A programação incluí a escolha das princesas e rainha da festa, além de procissão, carreata e missa novena na igreja do distrito.Todas as noites haverá movimento de barracas. No sábado, 8, o baile festivo será com a Banda Desejo e com entrada gratuita.

Confira a programação

Domingo 02/02

18h – Apresentação das candidatas à rainha da festa
19h – Missa celebrada pelo padre Carlos Weck
Liturgia e cantos: Terço dos Homens
Logo após, no salão paroquial, bingão

Segunda 03/02 – Dia do Padroeiro

18h – Procissão saindo da capela na Coloninha
19h – Missa celebrada pelo padre Carlos Weck, com benção da garganta
Liturgia e cantos: Coral São Brás

Terça 04/02

19h – Missa celebrada pelo padre Carlos Weck
Liturgia: Apostolado da Oração local
Cantos: Jaison Bananal

Quarta 05/02

19h – Missa celebrada pelo padre Carlos Weck
Liturgia e cantos: Catequese local

Quinta 06/02

19h – Missa celebrada pelo padre Carlos Weck
Liturgia e cantos: Congregação Mariana local

Sexta 07/02

19h – Missa celebrada pelo padre Carlos Weck
Liturgia: Família Margarida Oliveira
Cantos: Grupo de Irmãos de Tubarão

Sábado 08/02

20h -Transladação motorizada saindo da comunidade de Morro Grande. Na chegada, queima de fogos e condecoração das princesas e rainha da festa.

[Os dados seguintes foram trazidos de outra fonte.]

PR #389, opened 2023-07-20
Added stub term-image library for use when term-image can't load

danschwarz:
Also, conditional code throughout to detect the situation where term-image can't load. We can't actually call stub library functions so this is necessary.

The stub library is based on the term-image 0.7.0 / 0.8.0 API; it will need to change as the API changes.  API should stabilize when term-image hits 1.0.0.

This completes the work @ihabunek started, to allow the TUI to work properly when term-image is not available.

Obviously, images do not display, but the app runs without crashing and visually the TUI is similar (but not the same) as toot tui without image support.

This PR also adds a global `has_term_image` to `timeline.py`, `overlays.py`, and `utils.py`, along with checks as necessary, to avoid instantiating classes or calling functions in the stub library.

This feels like a kludge, but it works. If you know of a better way to do this, let me know.


ihabunek:
@danschwarz Just to let you know that I'm travelling next week, and moving house when i get back. So unfortunately don't expect much from me until September. Sorry about that.

danschwarz:
Thanks for letting me know. Good luck with the move.

danschwarz:
Working on something better & cleaner to replace this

Em seguida, missa celebrada pelo padre Carlos Weck
Liturgia: Grupos de família, locais
Cantos: Coral Santa Bárbara de Caputera
Em seguida, baile com a Banda Desejo, com entrada franca

Domingo 09/02

10h30 – Missa festiva celebrada pelo padre Carlos Weck
Liturgia: Local
Cantos: Coral São Brás
12h – Tradicional almoço
15h – Sorteio da rifa
16h – Procissão e benção do Santíssimo
17h – Soirée com a Banda Desejo, entrada franca

Saiba mais

São Brás ficou famoso porque retirou de uma criança, sem nenhum instrumento um espinho que o mesmo tinha na garganta. Por isso é considerado padroeiro das doenças da garganta.

Nasceu em Sebate, cidade da Armênia, no fim do século III. Era médico, mas abandonou para se dedicar às obras de Deus. Sofreu perseguição e martírio. Segundo pesquisadores teve uma morte cruel. Teria sido pendurado num andaime e com pentes de ferro descarnaram-lhe os ossos e depois degolado.